Software Engineer at Airbnb

September 29, 2020

Our logo is inspired by the chameleon: You can enable personalization on your ranking model with GDMix, bringing a personalized experience to every user, like a chameleon that can match its surroundings.

Co-authors: Jun Shi, Chengming Jiang, Aman Gupta, Mingzhou Zhou, Alice Wu, Yunbo Ouyang, Charles Xiao, Jun Jia, Haichao Wei, Huiji Gao, and Bo Long

July 2021: This post was updated with additional coauthors to reflect their contributions to the GDMix project.

Millions of members come to LinkedIn every day to search for other members, look for job postings, read content, and learn new skills. With over 706 million members, hundreds of billions of feed updates, and more than 16,400 courses to choose from, none of these tasks would be possible without artificial intelligence (AI). By analyzing the interactions between members and LinkedIn webpages, we can provide the most relevant information and best experience possible for our members. Personalized ranking for search and recommender systems is one of the key technologies to achieve that goal.
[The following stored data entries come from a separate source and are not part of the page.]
PR #866, opened 2023-12-04
src/login.c: Group preprocessor conditionals

alejandro-colomar:
Group them at the end of the list of variable definitions, and use '#if defined()' instead of '#if[n]def'.  Also indent nested ones.

### DIFF
--- a/src/login.c
+++ b/src/login.c
@@ -478,21 +478,9 @@ int main (int argc, char **argv)
 {
 	const char *tmptty;
 	char tty[BUFSIZ];
-
-#ifdef RLOGIN
-	char term[128] = "";
-#endif				/* RLOGIN */
-#if !defined(USE_PAM)
-#ifdef ENABLE_LASTLOG
-	char ptime[80];
-#endif /* ENABLE_LASTLOG */
-#endif
 	unsigned int delay;
 	unsigned int retries;
 	bool subroot = false;
-#ifndef USE_PAM
-	bool is_console;
-#endif
 	int err;
 	unsigned int timeout;
 	const char *cp;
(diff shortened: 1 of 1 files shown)


src/login.c
```diff
@@ -503,13 +491,21 @@ int main (int argc, char **argv)
...
 
-#ifdef USE_PAM
+#if defined(USE_PAM)
 	int retcode;
 	pid_t child;
 	char *pam_user = NULL;
 #else
+# if defined(ENABLE_LASTLOG)
+	char ptime[80];
+# endif
```
ikerexxe, line 501: Move this after the declaration of `struct spwd *spwd = NULL;`. I think it makes it easier to read.

ikerexxe (commented):
General question, what is the purpose of this patch? Is it just a cosmetic change?

alejandro-colomar:
Hi Iker,

On Wed, Dec 13, 2023 at 03:39:49AM -0800, Iker Pedrosa wrote:
> @ikerexxe commented on this pull request.
> 
> General question, what is the purpose of this patch? Is it just a cosmetic change?

Yes, it's a cosmetic change.  I have some other patches that apply after
this one, because I had first to understand what was going on.  The
declarations were very confusing before this patch set.

> 
> > +# if defined(ENABLE_LASTLOG)
> +	char ptime[80];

In general, a ranking model considers four types of features: request features (e.g., member features), document features (e.g., item features), context features, and interaction features. A fully personalized ranking algorithm includes all these features, and especially includes a large number of categorical ID features. The interactions between a member and an item such as a member profile, a job posting, or a blog post usually result in a large number of features. For example, the interactions between more than 700 million members and millions of items on LinkedIn result in a model with tens of billions to a trillion features. It is very difficult, if not impossible, to train models of this size efficiently. Training such models may require specialized processors, extraordinarily large system memory, and ultra fast network connections, among other challenges.

GDMix (Generalized Deep Mixed model) is a solution created at LinkedIn to train these kinds of models efficiently. It breaks down a large model into a global model (a.k.a. “fixed effect”) and a large number of small models (a.k.a. “random effects”), then solves them individually. This divide-and-conquer approach allows for efficient training of large personalization models with commodity hardware. An improvement from its predecessor, Photon-ML, GDMix expands supports deep learning models. It can be applied to a variety of search and recommendation tasks, as listed in Figure 1.

Some key features of GDMix:

Model scalability. GDMix splits the model into a fixed effect and many random effects. This separation enables you to train models with hundreds of millions entities and tens of billions of parameters.
Model flexibility. Both the fixed effect and random effects are designed to support various model types. The fixed effect natively supports linear models and deep learning models. The random effect natively supports linear models. It is easy to add custom models, such as support vector machines (SVM), decision trees, and gradient boosting algorithms, to GDMix.
Training efficiency. GDMix is designed to train large models fast. With large-scale parallelism, it takes less than an hour to train models with millions of entities and billions of parameters.

personalization-in-center-bubble-with-arrows-out-to-job-recommendation-movie-recommendation-content-search-ecommerce-search-app-store-recommendation-and-ads-ranking

Figure 1: Examples of personalization tasks that can be solved by GDMix

Introduction to personalization

Personalization in the context of ranking modeling for search and recommender systems means ranking items according to the interests of an individual or a specific group. This technique is widely used in the social network and e-commerce industry to improve user satisfaction.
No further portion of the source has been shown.